Действительно, в чем бы ни упрекали этих двух грешников, но в одном, чему Раннильт была живой свидетельницей нельзя было усомниться — в их беззаветной и безнадежной любви.

— В конце концов из него еще, наверно, получится честный ремесленник, когда-нибудь он женится и заведет детей, — заметил Хью. — Детей, которые спокойно родятся на свет, а не погибнут в материнском чреве, как дитя Сюзанны. Как определил врач, она была на четвертом месяце. Так что, не ухватись она за первую возможность, которая предоставилась во время братниной свадьбы, ей все равно пришлось бы очень скоро решиться на бегство.

— Он готов был жизнь отдать за нее, — серьезно сказал Лиливин, — а она — за него. Она так и умерла, спасая его. Я сам видел. Мы оба видели. Она сделала это по своей воле. Может быть, ей это зачтется?

Как знать — может быть! И, уж наверно, зачтутся молитвы и сострадание двух молодых созданий, с которыми так скверно обошлись и которые так великодушно простили своим обидчикам. Чьи молитвы, как не этих двоих, будут услышаны?

— Ну, пойдем, — сказал брат Кадфаэль. — Мы проводим вас до ворот и помашем вам на прощание. И да хранит вас в пути Господь!

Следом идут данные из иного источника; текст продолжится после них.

Issue #61, opened 2026-06-11
SCIP oracle epic — live LSP hardening and additional backends remaining


skakri:
## Tracking — decomposed into sub-issues

This issue is now the **epic**; the design below is the reference. Slices, in dependency order:

- [x] #67 — Prerequisite: persist callee-identifier byte range on edges (additive, byte-identical; unblocks everything)
- [x] #68 — Phase 1: SCIP protobuf reader + heuristic precision/recall eval *(depends #67)*
- [x] #69 — Phase 2: `oracle run` for Rust — `Compiler` tier, `resolved-external`, `compare_graph_to_scip` *(depends #68)*
- [x] #70 — Phase 3: moniker anchors for memories + logical symbols *(depends #69)*
- [x] #71 — Phase 4: TypeScript + C/C++ (scip-clang) backends *(depends #69)*
- [x] #72 — Phase 5: Kotlin (scip-java / SemanticDB) backend *(depends #69)*
- [x] #73 — Benchmark: `resolved-external` / `oracle-upgradeable` taxonomy + heuristic precision *(depends #69)*
- [ ] #74 — Phase 6: live LSP oracle for the incremental path *(depends #69)*

**Enabled-by (separate epic, not part of #61):** #75 — protocol-aware cross-repo / cross-service edges *(depends on #70 monikers)*. The phase-1 eval bar (#68) now gates on **precision + recall against multi-language fixtures**.

---

## Summary

Add an optional, reconcile-style pass that consumes SCIP indexes (`rust-analyzer scip`, `scip-typescript`, `scip-clang`, `scip-java`/Kotlin) and uses them as a resolution oracle:

1. Upgrade heuristic edge resolutions to a new `Compiler` confidence tier, with provenance.
2. Split the unresolved bucket into "unresolvable" vs. "resolves to a named external dependency."
3. Feed `eval` a ground-truth precision metric for the tree-sitter resolver.
4. Add SCIP monikers as a semantic anchor binding for repo memories and logical symbols.

The pass is batch, diff-based, resumable, and opt-in — same architectural slot as `reconcile` (embeddings) and lazy blame. Indexing stays fast, network-free, and dependency-free; the only new compiled dependency is a SCIP protobuf reader (`prost`). Indexer binaries are external prerequisites, consistent with the size-budget policy.

## Motivation

[...]

PR #76, opened 2026-06-12
Persist callee-identifier byte range on graph edges (#67)

### LINKED ISSUE #67: SCIP phase-1 prerequisite: persist callee-identifier byte range on edges
Foundation for #61 (SCIP oracle). The only part that touches the existing edge pipeline; everything else in #61 is greenfield and depends on this.

## Problem
SCIP occurrences key on the **callee identifier token's** position, but for a `calls_name` edge the source span is `span_for_node(node)` where `node` is the entire `call_expression` (`edges/extract.rs::symbol_edge_with_context`) — the whole `foo(a, b)` / `obj.method(x)`, not the identifier. Edge rows store `source_start_line`/`source_end_line` + byte range but **no callee-identifier position**. The extractor already locates the identifier node (`call_target_name` / `identifiers_under(child_by_field_name("function"))`) — it just discards the position.

## Scope
- Add **additive nullable** edge columns `callee_start_byte` / `callee_end_byte` (byte range only; `(line, col)` in the document's `position_encoding` is derived at join time from checkout bytes, so no column needed).
- Capture the identifier node's byte range in the extractor instead of discarding it.
- Thread through `EdgeCandidate` → `CompactEdge`/`CompactSpan` (the memory-tuned full-rebuild accumulator — note the per-edge footprint cost) → both insert paths (rebuild + incremental).
- Migration via the existing `add_column_if_missing` pattern (cf. `apply_edge_source_target_spans`).

## Invariants
- MUST stay **additive and byte-identical** — the rebuild bench + the id-independent content-fingerprint tests guard this.
- Nullable / default so existing rows and non-call edges are unaffected.

Part of #61.

skakri:
Fixes #67. Byte-identical-guarded prerequisite for the SCIP oracle epic (#61).

For a `calls_name` (and `references_type` / `constructs` / `uses_macro` / `implements`) edge the source span is `span_for_node(node)` over the whole `call_expression`, but SCIP occurrences key on the **callee identifier token's** position. This records that token's byte range on each symbol-referencing edge so the SCIP-oracle join can match on it. `(line, col)` in the document's `position_encoding` is derived at join time from checkout bytes, so only the byte range is stored.

## Design → change map

1. **`EdgeCandidate.callee_span: Option<CalleeRange { start_byte, end_byte }>`** (`edges/mod.rs`) — set ONLY for symbol-referencing edges built via `symbol_edge` / `symbol_edge_with_context` (new trailing `callee_span` param). `None` for `contains` / `imports` / `exports` / file-level (`file_edge`) edges and for the impl-header string-split `implements` / `references_type` in `rust_impl_edges` (no clean identifier node).

2. **Extractor threading** (`edges/extract.rs` + `edges/helpers.rs`) — added node-returning twins of the existing name helpers: `call_target_node`, `first_identifier_node`, `last_identifier_node`, `identifier_nodes_under`, and `final_segment_node`. Each call site passes `node.map(CalleeRange::of_node)`. Covers **all** edge-building languages: `rust_edges`, `typescript_edges`, `kotlin_edges`, `c_like_edges`, `rust_impl_edges`. Multi-segment paths point at the **final** identifier segment (`obj.method` → `method`, `a::b::c` → `c`) via `final_segment_node` narrowing a `scoped_identifier`/`scoped_type_identifier` to its `name` field — matching how SCIP keys the occurrence. The scoped-receiver `references_type` (`Foo::bar()`) points at the **first** segment (`Foo`), since that's the type referenced.

3. **`CompactEdge`** (`edges/mod.rs`) — stores the range as **two bare `u32` fields with `u32::MAX` as the none-sentinel** (`CALLEE_NONE`), NOT an `Option`, mirroring the `OptSym` niche. `pack_callee` clamps + sentinels on intern; `callee_byte_columns()` hydrates back to `(NULL, NULL)` for the insert. **Footprint delta: +8 bytes/edge (~64 → ~72)** — at the kernel's ~11M candidates, ~88 MB of additional accumulator held only until the single resolve-and-insert pass. Safe because graph-parsed files are bounded by `MAX_GRAPH_PARSE_BYTES` = 512_000, so offsets fit `u32` and `u32::MAX` is a free sentinel.

4. **Schema** — additive **nullable** `callee_start_byte` / `callee_end_byte` INTEGER columns via the `add_column_if_missing` pattern. New migration `apply_edge_callee_byte_range`, registered as **V017** in `mod.rs` (`LATEST_SCHEMA_VERSION` 16 → 17) + `known_version` / `known_migration` / `migration_checksum_mismatch`. `baseline.rs` carries the columns for fresh DBs. The pre-squash convention (additive migrations on top of baseline) is preserved — no baseline edited in place.

5. **Insert paths** — both the full-rebuild insert (`resolve.rs::resolve_and_insert_edges`, via `CompactEdge::callee_byte_columns()`) and the incremental insert (`helpers.rs::insert_candidates`, from `candidate.callee_span`) write the two columns, NULL when the range is absent. All `INSERT INTO edges` use explicit column lists, so the added columns are positionally safe.

## Byte-identical verification

The columns are additive + nullable, so existing edge fields and their content fingerprints do not move. Confirmed by the full `cargo test -p rag-rat-core` suite passing unchanged (194 tests), including `server_derived_call_path_hash_is_stable_and_validates_through_edge_churn` — the cp1 sorted edge-fingerprint hash over the existing fields. Non-call / file-level edges keep NULL.

## Tests added (`schema_bootstrap_tests.rs`)

- `calls_name_edge_stores_callee_identifier_byte_range_not_whole_call` — Rust `foo(a, b)` → `text[start..end] == "foo"` (and asserts it does NOT span the whole call); `obj.method(x)` → `method`; `a::b::c()` → `c`; a `contains` edge has NULL callee range.
- `imports_edge_has_null_callee_byte_range` — file-level `imports` edge has NULL.
- `c_calls_name_edge_stores_callee_identifier_byte_range` — non-Rust coverage: C `helper(runtime)` → `helper`.
- Extended `migrate_adds_edge_name_columns_before_indexing_them` to assert the two new columns are added to a legacy edges table.

`cargo +nightly fmt`, `cargo clippy --all-targets -- -D warnings`, and `cargo test -p rag-rat-core` all clean/green.

### DIFF
--- a/crates/rag-rat-core/src/index/edges/extract.rs
+++ b/crates/rag-rat-core/src/index/edges/extract.rs
@@ -74,6 +74,7 @@ pub(crate) fn contains_edges(symbols: &[IndexedSymbol]) -> Vec<EdgeCandidate> {
                 evidence: Some(child.qualified_name.clone()),
                 receiver_hint: None,
                 source_span: child.span(),
+                callee_span: None,
                 edge_kind: EdgeKind::Contains,
                 confidence: EdgeConfidence::Exact,
             });
@@ -191,6 +192,7 @@ pub(crate) fn rust_edges(
                         target_qualified_name: target_qualified_name(node, text),
                         receiver_hint: scoped_receiver_name(node, text),
                     },
+                    call_target_node(node).map(CalleeRange::of_node),
                 ));
             }
             // A scoped call receiver is a type reference only when it names a type. By Rust
@@ -207,6 +209,12 @@ pub(crate) fn rust_edges(
                     receiver,
                     EdgeKind::ReferencesType,
                     EdgeConfidence::NameOnly,
+                    // The type is the receiver — the LEADING `::` segment (`Foo` in `Foo::bar()`)
+                    // — so anchor the range on the function path's first
+                    // identifier, not its tail.
+                    node.child_by_field_name("function")
+                        .and_then(first_identifier_node)
+                        .map(CalleeRange::of_node),
                 ));
             }
         },
@@ -220,6 +228,7 @@ pub(crate) fn rust_edges(
                     EdgeKind::UsesMacro,
                     EdgeConfidence::NameOnly,
                     EdgeContext::default(),
+                    first_identifier_node(node).map(CalleeRange::of_node),
                 ));
             },
         "impl_item" => rust_impl_edges(text, node, symbols, out),
@@ -231,6 +240,7 @@ pub(crate) fn rust_edges(
                     name,
                     EdgeKind::ReferencesType,
                     EdgeConfidence::NameOnly,
+                    last_identifier_node(node).map(final_segment_node).map(CalleeRange::of_node),
                 ));
             }
         },
@@ -262,6 +272,9 @@ pub(crate) fn rust_impl_edges(
             evidence: Some(edge_evidence(node, text)),
             receiver_hint: None,
             source_span: span_for_node(node),
+            // The trait/type names here come from string-splitting the impl header, not from a
+            // located identifier node, so there is no clean callee range to record (#67).
+            callee_span: None,
             edge_kind: EdgeKind::Implements,
             confidence: EdgeConfidence::NameOnly,
         });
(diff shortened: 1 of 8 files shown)


skakri:
@codex review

И вот они пошли по дороге, счастливые и полные надежд, и Лиливин гордо нес через плечо новую кожаную сумку со скрипкой. Они шли навстречу жизни, которая вечно будет полна невзгод и лишений: ведь он — бродячий музыкант и жонглер, развлекающий народ по ярмаркам и в мелких поместьях, а она будет ему помогать, потому что с таким чистым, нежным голоском она скоро научится петь и будет, наверно, плясать под скрипку своего мужа. И так в любую погоду, во все времена года, и хорошо, если на зиму им повезет найти приют у доброго покровителя в доме, где можно погреться возле теплого очага. Но как бы худо им ни пришлось, главное — они вместе.

— Ты и вправду веришь, — спросил Кадфаэль, когда две маленькие фигурки скрылись за поворотом дороги, — что Йестин когда-нибудь тоже устроит свою жизнь?

— Наверно, если захочет и постарается. Никто не будет настаивать на смертном приговоре. И он вернется к жизни не потому, что ему так хочется, а потому, что он просто иначе не сможет. В нем много жизненной силы, и он не сумеет жить одним прошлым. Это будет не сильная любовь, но он женится и обзаведется потомством.

— И забудет ее?

— Разве я так сказал?

— У Сюзанны были задатки, которые могли развиться во что-то очень хорошее, если бы ей не искалечили душу. На ее долю выпало много несправедливостей, — рассудительно сказал Кадфаэль.

— Добрый мой друг! — тепло возразил Хью, с сожалением покачивая головой. — Сомневаюсь, чтобы Сюзанну можно было отнести к агнцам. Она сама выбрала дорогу, которая завела ее далеко за пределы человеческого милосердия. Ее счастье, что она не дожила до суда! А теперь, я полагаю, — прибавил он, глядя на задумчивое лицо своего друга, на котором не заметно было следов уныния, — теперь ты мне скажешь, что Божье милосердие простирается дальше человеческого.

— А как же иначе! — истово подтвердил брат Кадфаэль. — Без него мы все обречены на погибель.